Entro a matar no terreno das confissões: nunca leio um só romance de fio a pavio, porque o alterno com mais uns dois ou três, e um ou outro ensaio, que tornam a mesa de cabeceira num minidepósito de livros. E um deles é sempre algo do tipo “literatura chiclete”, de consumir e deitar fora, orientado para a capacidade de prender a atenção do leitor com estórias engenhosas, consistentemente desenvolvidas, e finais mais ou menos imprevisíveis.
Stephen King ou Henning Menkel são dois bons exemplos de horas de gulosa fruição, que dei por bem empregadas para melhor dedicar a outras em que o encadeamento das palavras, ou a construção das frases, ganha outro ritmo e sabor. Nenhum deles me elevando ao prazer conferido pelas páginas de um Saramago, Garcia Marquez ou Le Clézio, mas ajudando-me a perceber como se pode satisfazer a vontade de sermos recetores de boas histórias.
Agora ando a passar por uma má experiência, que me leva a, por uma vez, renunciar ao conselho do Truffaut sobre a inutilidade de escrever sobre coisas de que não gostamos por constituir manifesta perda de tempo. Mas, porque, ao fim de quatro ou cinco títulos sem grandes sobressaltos, nem deleites, me apareceu Mulheres que não perdoam de Camilla Läckberg, que me fez saltar a tampa quanto aos limites desta empresária no negócio dos investimentos mais ou menos especulativos, porventura decidida a compensar os riscos da atividade financeira com o manifesto talento para vender livros como pãezinhos.

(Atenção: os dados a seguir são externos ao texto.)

PR #1809, opened 2026-08-09
fix(analyzers): skip RCS1102 for nested classes with instance members

### LINKED ISSUE #1474: RCS1102 False-positive when class is used as a type argument
**Product and Version Used**: 
Roslynator.Analyzers 4.12.3

**Steps to Reproduce**:
Have a class such as below:
```csharp
public class Create<TEntity, TOut> where TEntity : Common
```
And a usage of the class as seen here:
```csharp
_ = services.AddValidatorsFromAssemblyContaining<Create<Foo, Bar>>();
```

**Actual Behavior**:
RCS1102 is raised. If the fixer is used, a C# error is raised at the usage: 
```
'Create<Foo, Bar>': static types cannot be used as type arguments[CS0718]
```

**Expected Behavior**:
RCS1102 is not raised.

josefpihrt:
## Summary

- Skip RCS1102 when a nested class contains non-static members, since making the containing class `static` would require nested types to be static as well (breaking patterns like MediatR `Create<T>` with nested `Command`/`Handler` classes).
- Add regression test for generic type-argument usage (`Register<Create<Foo, Bar>>()`).

Fixes #1474

## Test plan

- [x] `dotnet test src/Tests/Analyzers.Tests --filter FullyQualifiedName~RCS1102`

### DIFF
--- a/src/Analyzers/CSharp/Analysis/MakeClassStaticAnalyzer.cs
+++ b/src/Analyzers/CSharp/Analysis/MakeClassStaticAnalyzer.cs
@@ -129,6 +129,12 @@ public sealed class MakeClassStaticAnalyzer : BaseDiagnosticAnalyzer
                             if (memberSymbol.DeclaredAccessibility.ContainsProtected())
                                 return false;
 
+                            if (namedTypeSymbol.TypeKind == TypeKind.Class
+                                && !CanBeNestedInStaticClass(namedTypeSymbol))
+                            {
+                                return false;
+                            }
+
                             break;
                         }
                         default:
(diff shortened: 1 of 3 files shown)


src/Analyzers/CSharp/Analysis/MakeClassStaticAnalyzer.cs
```diff
@@ -171,6 +177,49 @@ public static bool AnalyzeMembers(ImmutableArray<ISymbol> members)
...
+                    {
+                        return false;
+                    }
+
+                    break;
+                }
+            }
+        }
+
+        return true;
```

No romance em causa três mulheres - Viktoria, Birgitta e Ingrid - comungam a vontade de se livrarem dos parceiros, que as agridem, humilham e abusam sexualmente trocando de alvos. Cada um dela mata o algoz de uma das outras defendendo-se com alibis inexpugnáveis.
Quanto à bondade da ideia não há nada a contestar: compreendem-se os desejos homicidas de quem se sente vítima de sádicos sem escrúpulos. Mas, comparando a forma como Patricia Highsmith explorou essa ideia em O Desconhecido do Norte Expresso, a réplica da escrevinhadora sueca fica a léguas da norte-americana, que a terá inventado. Onde ficávamos enleados na dialética entre a convicção psicopata de Bruno e as torturadas dúvidas do arquiteto Guy Haines, não há aqui senão uma esquematizada descrição dos maus tratos a que se sujeitam as vítimas com a forma desajeitada, mas inverosimilmente eficaz como despacham as encomendas.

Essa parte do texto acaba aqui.